%%

PR #6430, opened 2026-09-20
Erdős Problem 475: valid orderings with distinct partial sums

### LINKED ISSUE #749: Erdős Problem 475
### What is the conjecture
    
https://www.erdosproblems.com/475

  Let $p$ be a prime. Given any finite set $A \subseteq \mathbb{F}_p \setminus \\{ 0 \\}$, is there always a rearrangement 
$A=\\{a_1, \ldots,a_t\\}$ such that all partial sums $\sum^{1\leq k\leq m} a_k$ are distinct, for all $1\leq m\leq t$?
  

Status: open

### Choose either option

elio040208:
# Add formalisation of Erdős problem 475

Adds `FormalConjectures/ErdosProblems/475.lean`, the main question of
[erdosproblems.com/475](https://www.erdosproblems.com/475).

## What changed

The new file contains:

- `Erdos475.IsValidOrdering`, the "valid ordering" of the source: a rearrangement of `A` whose partial
  sums `∑_{1≤k≤m} a_k` are pairwise distinct for `1 ≤ m ≤ t`.
- `erdos_475 : answer(sorry) ↔ ∀ p, p.Prime → ∀ A : Finset (ZMod p), 0 ∉ A → ∃ l, IsValidOrdering A l`.

## Formalisation choices

- The source compares the partial sums only for `1 ≤ m ≤ t`, so the empty partial sum is **not** compared.
  An intermediate or the total partial sum may therefore be `0`, provided all positive-length partial sums
  remain pairwise distinct. `IsValidOrdering` follows the source literally. Some sequenceability conventions
  also compare against the empty partial sum, while allowing only a possible terminal return to `0`.
- `l.Nodup ∧ l.toFinset = A` says that `l` is a rearrangement of `A`, and it gives `l.length = A.card = t`.
- Primality is the explicit hypothesis `p.Prime` rather than `[Fact p.Prime]`, because no field structure is
  used. It also excludes `ZMod 0`, which is `ℤ` and not a finite field.
- Category `research open`: the source records the problem as proved for all sufficiently large primes and
  as resolved up to a finite check, so the universal statement is not proved. The AMS tags `5 11` follow the
  page's tags (combinatorics, number theory).

## How I checked

- `lake --wfail build 'FormalConjectures.ErdosProblems.«475»'` builds with no warnings (lean `v4.33.1`,
  mathlib `0df444a3`), from a clean state after deleting the `.olean`/`.ilean`.
- Statement semantics on instances (scratch file, not part of this PR):
  - `IsValidOrdering {1, 4} [1, 4]` over `ZMod 5` is accepted, with partial sums `1` and `0`.
  - `IsValidOrdering {1, 2, 4} [1, 4, 2]` over `ZMod 5` is accepted, with partial sums `1`, `0`, and `2`.
    This confirms that the source does not compare a zero intermediate partial sum with the empty sum.
  - `[1, 1]` for `A = {1}` is rejected (not a rearrangement).
  - `[1, 2, 3]` for `A = {1, 2, 3}` over `ZMod 5` is rejected (partial sums `1, 3, 1`).
  - `[2, 1, 3]` for the same `A` is accepted (partial sums `2, 3, 1`).
  - The empty set with the empty list is accepted.

## Not included

Formalisations of the known partial results (`t ≤ 12`; `p - 3 ≤ t ≤ p - 1`; all sufficiently large primes)
and the Alspach conjecture for general abelian groups. These could be added later as
`erdos_475.variants.*`.

Fixes #749


elio040208:
@googlebot rescan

%%

**ASSIGNMENT**
Exactly as written, please reproduce the lines from the first line of the data to the line containing "answer(sorry) ↔ ∀", inclusive, and nothing else.

**RESPONSE FOR THIS EXERCISE**
PR #6430, opened 2026-09-20
Erdős Problem 475: valid orderings with distinct partial sums

### LINKED ISSUE #749: Erdős Problem 475
### What is the conjecture
    
https://www.erdosproblems.com/475

  Let $p$ be a prime. Given any finite set $A \subseteq \mathbb{F}_p \setminus \\{ 0 \\}$, is there always a rearrangement 
$A=\\{a_1, \ldots,a_t\\}$ such that all partial sums $\sum^{1\leq k\leq m} a_k$ are distinct, for all $1\leq m\leq t$?
  

Status: open

### Choose either option

elio040208:
# Add formalisation of Erdős problem 475

Adds `FormalConjectures/ErdosProblems/475.lean`, the main question of
[erdosproblems.com/475](https://www.erdosproblems.com/475).

## What changed

The new file contains:

- `Erdos475.IsValidOrdering`, the "valid ordering" of the source: a rearrangement of `A` whose partial
  sums `∑_{1≤k≤m} a_k` are pairwise distinct for `1 ≤ m ≤ t`.
- `erdos_475 : answer(sorry) ↔ ∀ p, p.Prime → ∀ A : Finset (ZMod p), 0 ∉ A → ∃ l, IsValidOrdering A l`.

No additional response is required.